[Stored data]
[Start of section]
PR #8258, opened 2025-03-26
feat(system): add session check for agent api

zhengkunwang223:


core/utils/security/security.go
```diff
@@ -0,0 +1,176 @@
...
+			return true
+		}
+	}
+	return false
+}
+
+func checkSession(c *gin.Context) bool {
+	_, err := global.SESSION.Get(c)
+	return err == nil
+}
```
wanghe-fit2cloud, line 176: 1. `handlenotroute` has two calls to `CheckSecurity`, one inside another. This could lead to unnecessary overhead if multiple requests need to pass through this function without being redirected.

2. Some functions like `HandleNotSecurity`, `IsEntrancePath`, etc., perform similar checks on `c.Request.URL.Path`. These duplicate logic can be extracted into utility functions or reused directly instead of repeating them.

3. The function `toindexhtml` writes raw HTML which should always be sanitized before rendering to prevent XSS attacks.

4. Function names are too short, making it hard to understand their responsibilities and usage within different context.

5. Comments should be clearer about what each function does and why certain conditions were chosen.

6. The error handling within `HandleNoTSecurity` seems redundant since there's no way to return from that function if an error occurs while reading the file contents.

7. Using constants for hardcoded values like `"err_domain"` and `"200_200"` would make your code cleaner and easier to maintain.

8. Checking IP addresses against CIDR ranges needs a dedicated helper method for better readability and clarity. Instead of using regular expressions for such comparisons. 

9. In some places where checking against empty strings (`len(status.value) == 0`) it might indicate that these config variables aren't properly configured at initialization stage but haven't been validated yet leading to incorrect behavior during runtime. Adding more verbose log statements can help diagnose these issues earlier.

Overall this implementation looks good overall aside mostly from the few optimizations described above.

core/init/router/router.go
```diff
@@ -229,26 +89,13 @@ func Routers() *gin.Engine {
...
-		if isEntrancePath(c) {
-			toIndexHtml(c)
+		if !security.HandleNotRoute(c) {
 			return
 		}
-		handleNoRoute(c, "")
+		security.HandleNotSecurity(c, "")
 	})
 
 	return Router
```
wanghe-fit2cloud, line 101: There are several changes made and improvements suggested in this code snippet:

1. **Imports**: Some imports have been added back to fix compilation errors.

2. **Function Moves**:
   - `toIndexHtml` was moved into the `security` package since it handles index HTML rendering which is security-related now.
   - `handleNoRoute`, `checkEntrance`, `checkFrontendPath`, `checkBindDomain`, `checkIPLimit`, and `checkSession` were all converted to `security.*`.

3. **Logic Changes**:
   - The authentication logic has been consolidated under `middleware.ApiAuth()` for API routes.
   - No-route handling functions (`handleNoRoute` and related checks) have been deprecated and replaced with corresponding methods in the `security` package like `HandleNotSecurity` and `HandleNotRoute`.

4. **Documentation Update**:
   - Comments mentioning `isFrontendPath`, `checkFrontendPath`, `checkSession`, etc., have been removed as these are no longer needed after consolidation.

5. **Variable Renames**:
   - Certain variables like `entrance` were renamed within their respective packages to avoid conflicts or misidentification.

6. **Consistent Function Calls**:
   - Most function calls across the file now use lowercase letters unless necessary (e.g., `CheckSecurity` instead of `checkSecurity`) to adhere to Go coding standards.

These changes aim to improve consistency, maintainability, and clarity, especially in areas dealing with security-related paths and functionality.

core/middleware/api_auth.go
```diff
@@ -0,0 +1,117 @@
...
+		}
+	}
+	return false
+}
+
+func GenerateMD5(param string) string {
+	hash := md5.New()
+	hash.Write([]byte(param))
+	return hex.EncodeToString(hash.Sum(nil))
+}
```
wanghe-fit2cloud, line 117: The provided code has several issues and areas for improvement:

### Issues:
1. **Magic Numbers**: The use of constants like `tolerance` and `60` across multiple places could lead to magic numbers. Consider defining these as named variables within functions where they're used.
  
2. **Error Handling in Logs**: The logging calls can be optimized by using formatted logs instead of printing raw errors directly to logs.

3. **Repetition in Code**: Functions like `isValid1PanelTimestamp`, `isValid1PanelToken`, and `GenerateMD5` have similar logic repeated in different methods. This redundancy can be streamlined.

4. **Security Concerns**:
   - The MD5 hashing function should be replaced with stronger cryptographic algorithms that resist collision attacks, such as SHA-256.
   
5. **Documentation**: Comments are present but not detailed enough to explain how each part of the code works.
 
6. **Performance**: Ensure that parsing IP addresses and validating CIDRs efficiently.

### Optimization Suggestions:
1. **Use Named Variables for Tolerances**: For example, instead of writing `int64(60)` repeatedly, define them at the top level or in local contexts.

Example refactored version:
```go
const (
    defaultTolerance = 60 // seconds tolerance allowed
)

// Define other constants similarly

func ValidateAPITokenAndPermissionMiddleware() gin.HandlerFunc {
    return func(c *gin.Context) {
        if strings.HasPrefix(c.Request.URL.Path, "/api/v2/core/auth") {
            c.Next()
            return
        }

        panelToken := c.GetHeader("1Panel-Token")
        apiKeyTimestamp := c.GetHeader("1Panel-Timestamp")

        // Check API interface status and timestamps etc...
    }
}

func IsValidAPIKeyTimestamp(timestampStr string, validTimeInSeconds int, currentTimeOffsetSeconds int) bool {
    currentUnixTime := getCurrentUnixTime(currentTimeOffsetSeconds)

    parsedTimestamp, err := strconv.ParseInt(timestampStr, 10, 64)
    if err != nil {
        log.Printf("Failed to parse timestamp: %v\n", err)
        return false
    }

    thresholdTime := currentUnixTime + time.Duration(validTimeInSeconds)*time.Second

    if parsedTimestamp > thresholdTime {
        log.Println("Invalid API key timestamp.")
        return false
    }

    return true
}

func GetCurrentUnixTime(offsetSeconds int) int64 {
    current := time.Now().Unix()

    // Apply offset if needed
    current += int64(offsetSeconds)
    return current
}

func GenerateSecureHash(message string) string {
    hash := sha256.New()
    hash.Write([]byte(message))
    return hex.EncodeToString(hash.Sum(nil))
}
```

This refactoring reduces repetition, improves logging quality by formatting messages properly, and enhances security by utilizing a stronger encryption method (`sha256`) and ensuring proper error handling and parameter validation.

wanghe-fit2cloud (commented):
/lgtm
[End of section]
[Start of section]
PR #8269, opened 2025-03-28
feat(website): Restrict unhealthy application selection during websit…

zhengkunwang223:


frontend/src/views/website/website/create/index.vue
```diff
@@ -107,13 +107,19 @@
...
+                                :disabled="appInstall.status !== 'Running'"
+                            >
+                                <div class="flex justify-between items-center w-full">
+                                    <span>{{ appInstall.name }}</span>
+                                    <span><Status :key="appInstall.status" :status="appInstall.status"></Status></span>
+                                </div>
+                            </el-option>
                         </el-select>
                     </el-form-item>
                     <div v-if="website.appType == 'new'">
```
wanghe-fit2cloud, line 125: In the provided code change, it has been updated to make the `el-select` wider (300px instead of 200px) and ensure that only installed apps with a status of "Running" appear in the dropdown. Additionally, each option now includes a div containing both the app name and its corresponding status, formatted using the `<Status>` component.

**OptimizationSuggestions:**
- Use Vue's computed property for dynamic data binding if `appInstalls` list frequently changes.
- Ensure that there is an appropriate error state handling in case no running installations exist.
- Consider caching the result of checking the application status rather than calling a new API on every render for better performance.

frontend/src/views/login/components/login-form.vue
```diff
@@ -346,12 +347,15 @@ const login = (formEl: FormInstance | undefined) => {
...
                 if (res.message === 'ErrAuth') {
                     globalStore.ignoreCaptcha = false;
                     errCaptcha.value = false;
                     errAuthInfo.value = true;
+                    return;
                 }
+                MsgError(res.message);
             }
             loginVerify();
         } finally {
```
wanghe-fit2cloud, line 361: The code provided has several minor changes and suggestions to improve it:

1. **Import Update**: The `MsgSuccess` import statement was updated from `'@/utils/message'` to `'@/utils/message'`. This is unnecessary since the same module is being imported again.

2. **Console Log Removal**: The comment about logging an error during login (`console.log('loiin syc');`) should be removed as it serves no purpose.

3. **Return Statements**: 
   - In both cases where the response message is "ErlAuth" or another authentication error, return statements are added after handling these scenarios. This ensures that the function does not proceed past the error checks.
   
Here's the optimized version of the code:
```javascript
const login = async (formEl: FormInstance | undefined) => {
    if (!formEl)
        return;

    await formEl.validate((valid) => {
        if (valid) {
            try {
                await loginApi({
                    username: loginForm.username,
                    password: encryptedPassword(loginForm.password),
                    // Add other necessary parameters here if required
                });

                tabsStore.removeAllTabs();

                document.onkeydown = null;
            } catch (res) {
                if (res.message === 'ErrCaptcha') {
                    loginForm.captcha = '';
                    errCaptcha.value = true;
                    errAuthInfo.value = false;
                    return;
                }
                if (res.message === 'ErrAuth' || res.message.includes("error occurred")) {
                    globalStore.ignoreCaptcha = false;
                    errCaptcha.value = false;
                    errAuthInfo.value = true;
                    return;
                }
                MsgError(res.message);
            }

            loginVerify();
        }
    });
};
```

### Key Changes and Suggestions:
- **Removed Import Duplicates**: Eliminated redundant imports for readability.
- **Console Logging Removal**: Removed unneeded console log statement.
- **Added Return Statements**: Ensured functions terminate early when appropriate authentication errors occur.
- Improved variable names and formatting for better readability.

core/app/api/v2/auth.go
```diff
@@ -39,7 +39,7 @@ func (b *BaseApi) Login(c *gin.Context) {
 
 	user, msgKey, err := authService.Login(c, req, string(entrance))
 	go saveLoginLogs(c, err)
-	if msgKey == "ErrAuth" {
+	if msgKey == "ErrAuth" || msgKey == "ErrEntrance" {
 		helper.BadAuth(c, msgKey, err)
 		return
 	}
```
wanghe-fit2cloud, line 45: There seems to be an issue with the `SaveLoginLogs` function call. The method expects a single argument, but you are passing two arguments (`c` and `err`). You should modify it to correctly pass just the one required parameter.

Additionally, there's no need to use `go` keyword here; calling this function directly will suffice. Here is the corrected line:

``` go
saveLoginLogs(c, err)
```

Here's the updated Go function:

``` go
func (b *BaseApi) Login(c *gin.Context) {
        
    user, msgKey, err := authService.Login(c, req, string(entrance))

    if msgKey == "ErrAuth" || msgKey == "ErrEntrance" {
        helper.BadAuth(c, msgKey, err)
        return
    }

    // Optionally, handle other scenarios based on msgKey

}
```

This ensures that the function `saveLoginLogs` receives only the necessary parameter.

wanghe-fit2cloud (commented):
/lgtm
[End of section]
[Start of section]
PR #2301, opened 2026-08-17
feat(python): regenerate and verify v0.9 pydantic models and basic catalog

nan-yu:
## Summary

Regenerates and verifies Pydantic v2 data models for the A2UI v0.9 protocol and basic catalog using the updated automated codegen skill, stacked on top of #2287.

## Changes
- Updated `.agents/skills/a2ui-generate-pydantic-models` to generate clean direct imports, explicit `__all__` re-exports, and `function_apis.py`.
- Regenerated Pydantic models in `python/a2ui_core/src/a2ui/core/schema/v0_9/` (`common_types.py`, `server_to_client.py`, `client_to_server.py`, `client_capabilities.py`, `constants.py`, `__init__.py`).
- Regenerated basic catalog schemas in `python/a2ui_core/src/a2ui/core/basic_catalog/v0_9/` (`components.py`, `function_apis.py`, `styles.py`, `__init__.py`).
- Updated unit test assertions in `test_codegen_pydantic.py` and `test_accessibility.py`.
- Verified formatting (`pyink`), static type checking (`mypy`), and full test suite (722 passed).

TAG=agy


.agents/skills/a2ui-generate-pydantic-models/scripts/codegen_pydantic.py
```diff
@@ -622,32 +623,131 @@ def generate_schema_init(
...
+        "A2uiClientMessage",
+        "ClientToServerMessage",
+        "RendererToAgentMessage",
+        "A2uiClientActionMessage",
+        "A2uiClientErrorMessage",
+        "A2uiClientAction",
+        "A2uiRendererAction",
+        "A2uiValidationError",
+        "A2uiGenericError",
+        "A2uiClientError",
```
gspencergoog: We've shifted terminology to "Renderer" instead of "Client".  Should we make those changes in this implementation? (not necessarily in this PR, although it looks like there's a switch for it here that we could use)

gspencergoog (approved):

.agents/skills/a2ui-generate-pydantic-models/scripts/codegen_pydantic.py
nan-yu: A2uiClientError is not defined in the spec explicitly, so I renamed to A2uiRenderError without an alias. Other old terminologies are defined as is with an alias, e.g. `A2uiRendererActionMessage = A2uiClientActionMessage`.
[End of section]
Exercise goal →
What you return must be the lines above that run from the line with "PR #8258, opened 2025-03-26" to the line with "wanghe-fit2cloud, line 176: 1.", inclusive, each copied exactly.

Solution to this problem →
PR #8258, opened 2025-03-26
feat(system): add session check for agent api

zhengkunwang223:


core/utils/security/security.go
```diff
@@ -0,0 +1,176 @@
...
+			return true
+		}
+	}
+	return false
+}
+
+func checkSession(c *gin.Context) bool {
+	_, err := global.SESSION.Get(c)
+	return err == nil
+}
```
wanghe-fit2cloud, line 176: 1. `handlenotroute` has two calls to `CheckSecurity`, one inside another. This could lead to unnecessary overhead if multiple requests need to pass through this function without being redirected.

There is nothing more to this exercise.